This Day in Legal History: Los Angeles Riots
On April 29, 1992, the Los Angeles riots erupted following the acquittal of four LAPD officers charged with excessive force in the beating of Rodney King, an African American motorist. The brutal 1991 beating had been captured on video and widely broadcast, leading to public outrage. However, when a largely white jury in suburban Simi Valley found the officers not guilty of assault and use of excessive force, it sparked immediate and widespread unrest. Over six days, riots, looting, arson, and violence resulted in more than 60 deaths, thousands of injuries, and nearly $1 billion in property damage. The events prompted a national conversation about police accountability, racial injustice, and the legal standards for the use of force.
Legally, the case led to significant developments: the U.S. Department of Justice later brought federal civil rights charges against the officers, resulting in two convictions. The riots also accelerated efforts to reform policing practices, sparked lawsuits, and influenced federal legislation concerning police oversight. The King case remains one of the most prominent examples in American legal history where video evidence, jury perception, and civil rights law collided in dramatic fashion.

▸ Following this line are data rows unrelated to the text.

PR #368, opened 2023-12-20
Resolve warning array of size zero

SMorettini:
### Problem

In `BuffUnion` arrays of size zero were created. This is bad practice and it can create warnings when compiling

### DIFF
--- a/compiler/lib/src/main/scala/codegen/CppWriter/ComponentCppWriter/ComponentCppWriter.scala
+++ b/compiler/lib/src/main/scala/codegen/CppWriter/ComponentCppWriter/ComponentCppWriter.scala
@@ -300,7 +300,7 @@ case class ComponentCppWriter (
     // For each one, add a byte array of that size as a member
     val members = List.concat(
       // Data product and typed async input ports
-      (dataProductAsyncInputPorts ++ typedAsyncInputPorts).filterNot(p => p.size > 0).flatMap(p => {
+      (dataProductAsyncInputPorts ++ typedAsyncInputPorts).filter(p => getPortParams(p).size > 0).flatMap(p => {
         val portName = p.getUnqualifiedName
         val portTypeName = getQualifiedPortTypeName(p, p.getDirection.get)
         lines(s"BYTE ${portName}PortSize[${portTypeName}::SERIALIZED_SIZE];")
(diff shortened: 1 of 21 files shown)


compiler/lib/src/main/scala/codegen/CppWriter/ComponentCppWriter/ComponentCppWriter.scala
```diff
@@ -352,8 +350,8 @@ case class ComponentCppWriter (
          |
          |    enum {
          |      // Max. message size = size of data + message id + port
-         |      SERIALIZATION_SIZE =
-         |        sizeof(BuffUnion) +
+         |      SERIALIZATION_SIZE =${if (getBuffUnion.nonEmpty) """
```
bocchino, line 353: I think this change is not necessary. This function is called only if the component is not passive. In that case, BuffUnion cannot be empty. See https://github.com/fprime-community/fpp/blob/26e5ace8d17807fa5caf726f70636fea4d0a6e36/compiler/lib/src/main/scala/codegen/CppWriter/ComponentCppWriter/ComponentCppWriter.scala#L261-L278.

bocchino (changes requested):
Looks good, please see the comment.

compiler/lib/src/main/scala/codegen/CppWriter/ComponentCppWriter/ComponentCppWriter.scala
SMorettini: Why it cannot be empty? 

For example, a component could have only ports with no arguments. --> This will cause the `getBuffUnion` to return nothing. --> `sizeOf(BuffUnion)` cannot exist because `BuffUnion` doesn't exist in the code.
Maybe I can add a UT to show the case

bocchino: OK, good point. Yes, can you add a unit test to cover the case you identified? Thanks.

SMorettini: I added the test

bocchino:
Comments from @LeStarch:
1. Use single quotes instead of double quotes where possible, to avoid the terminating zero.
2. Check that `sizeof "abcdef"` returns the size of `"abcdef"` (i.e., 7).

bocchino:
With regard to point 2, this C++ program, when compiled and run, prints `7`:
```
#include <cstdio>

int main(int argc, char **argv) {
  printf("%lu\n", sizeof "abcdef");
  return 0;
}
```

bocchino (approved):

bocchino:
Looks good! I refactored the code a bit and addressed the case of internal ports with no formal parameters.

PR #372, opened 2024-01-03
Revise code generation for data products

bocchino:
This PR revises the component code generation for data products. It conforms to changes in the data products design documented in docs/Design/data-products.md at https://github.com/bocchino/fprime/commit/70601e3b3650cbde59655a8c8109f816851947e7.

* When requesting a data product buffer, users now request the data size, not the buffer size. The auto-generated code computes the buffer size.
* The data product header spec has changed, based on feedback from the DpWriter design review.
* Improve the fpp-to-json test to catch more errors.

check-cpp passes against https://github.com/bocchino/fprime/commit/70601e3b3650cbde59655a8c8109f816851947e7.


bocchino:
@LeStarch Build Native Images for Linux reports that the command `python3` does not exist. See https://github.com/fprime-community/fpp/actions/runs/7400045898/job/20133303295?pr=372. This error may have been masked before because of the way the unit test was written. Now the test is more robust, but the CI issue is exposed, causing a failure. Can you investigate?

bocchino:
For now I worked around the issue by skipping the check if python3 is not there.

PR #381, opened 2024-01-13
Fix shadow variables

JohanBertrand:
More details in https://github.com/nasa/fprime/pull/2482

Fixes in the code generation to remove -Wshadow warnings:
- Added `m_` for fprime component member variables


LeStarch (commented):
I see what I expect....but it seems like certain models where updated.  I like those changes, but will defer to @bocchino to determine if they are desired.

bocchino (approved):
Looks good! I reverted two changes: (1) I restored the old behavior of the toString conversion. The names of the logical struct variables are the names shown in FPP. The m_ names are only for the C++ implementation. (2) I restored the FPP variable names in the unit tests.

JohanBertrand:
Thanks!

I originally changed the names of the variables in the fpp files, because I thought we should not advise users to add a `m` prefix in front of the variables they defined.

bocchino:
I think it's OK in the context of a unit test. In real code, a struct member name should say what the variable does. In a unit test context, it seems fine to call a U32 member `mU32`, since it really has no purpose except to be a U32 member in the context of that test.

PR #388, opened 2024-02-01
Fix regression in queue size check

bocchino:
Closes nasa/fprime#2508.


LeStarch (approved):
Code looks right to me. Here is what I see:

1. In the case of "passive" do nothing.  In the other case (active/queued) produce an invalid right (aka error)
2. I assume the other is plumbing for clearer error messages
3. The UT updates look right

PR #389, opened 2024-02-05
Remove BSD-like text from NOTICE.txt

thomas-bc:
Addressing https://github.com/fprime-community/fpp/issues/232

We had the same NOTICE in core F´ and addressed the issue (https://github.com/nasa/fprime/issues/1904) in https://github.com/nasa/fprime/pull/1915


LeStarch (approved):

bocchino (approved):
Looks good!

On Monday, U.S. law firm Jenner & Block is asking a federal judge to permanently block an executive order issued by President Donald Trump that penalizes the firm for its past employment of Andrew Weissmann, a prosecutor involved in the Russia investigation. Trump's order, issued on March 25, aims to restrict Jenner’s access to federal facilities and terminate government contracts held by its clients. Jenner argues the order violates the First Amendment’s protection of free speech and the Fifth Amendment’s guarantee of due process. The case will be heard by U.S. District Judge John Bates, a Republican appointee, in Washington. Three other firms — Perkins Coie, WilmerHale, and Susman Godfrey — have also sued to block similar executive orders. So far, judges have temporarily halted major parts of Trump’s orders in these cases. The broader context involves Trump's pressure campaign against law firms he views as politically opposed. Meanwhile, other major firms have pledged significant pro bono support to White House causes to avoid being targeted. Jenner is also suing the administration over its actions concerning transgender rights and agency funding freezes.
US law firm Jenner asks court to permanently bar Trump executive order | Reuters
President Donald Trump plans to sign an executive order requiring the Attorney General and Secretary of Homeland Security to compile a list within 30 days of cities and states that are not complying with federal immigration laws. The move escalates Trump’s ongoing battle against so-called "sanctuary" jurisdictions, which limit cooperation with federal immigration enforcement. This follows a federal judge's recent decision blocking the administration from withholding funds from these jurisdictions. Trump officials highlighted a sharp drop in illegal border crossings since he took office, though deportations have fallen compared to Biden’s administration. ICE detention centers are over capacity, leading the government to prepare facilities like Fort Bliss and to continue using Guantanamo Bay for migrant detention. Separately, controversy arose after a Wisconsin judge was arrested for allegedly helping a defendant avoid immigration authorities, an action defended by the Trump administration. Despite divided public opinion, Trump’s immigration policies maintain relatively strong approval ratings compared to his handling of other issues.
Trump to sign order requiring list of sanctuary cities, states, official says | Reuters
My column for Bloomberg this week argues that if Congress wants professional sports to be more equitable, accountable, and less reliant on taxpayer subsidies, it should rethink a looming tax change that would punish the Atlanta Braves—the only MLB team subject to full public oversight. A new cap on salary deductions for public companies under Section 162(m) is set to take effect in 2027, and while not aimed directly at sports teams, it would hit the Braves with an estimated $19 million annual tax hike. Meanwhile, billionaire-owned private teams would continue enjoying deduction benefits without similar transparency obligations.
I explain that public ownership brings clear benefits: the Braves are required to file audited financials, face investor scrutiny on major spending decisions, and have less flexibility to threaten cities with relocation demands. Unlike private ownership groups that can easily pressure municipalities for stadium subsidies, publicly traded teams must answer to broader stakeholder interests. Moreover, public teams can raise capital through stock or bonds instead of leaning on taxpayers.
Rather than penalizing the only team operating under these conditions, Congress should create incentives—like a targeted entertainment industry carveout—to encourage more public ownership. The goal isn't to give special treatment to the Braves, but to promote a model that favors transparency, accountability, and financial independence from taxpayers. Letting the current tax rule stand would send the wrong message: rewarding secrecy while punishing openness—and that’s bad policy not just for baseball, but for public trust.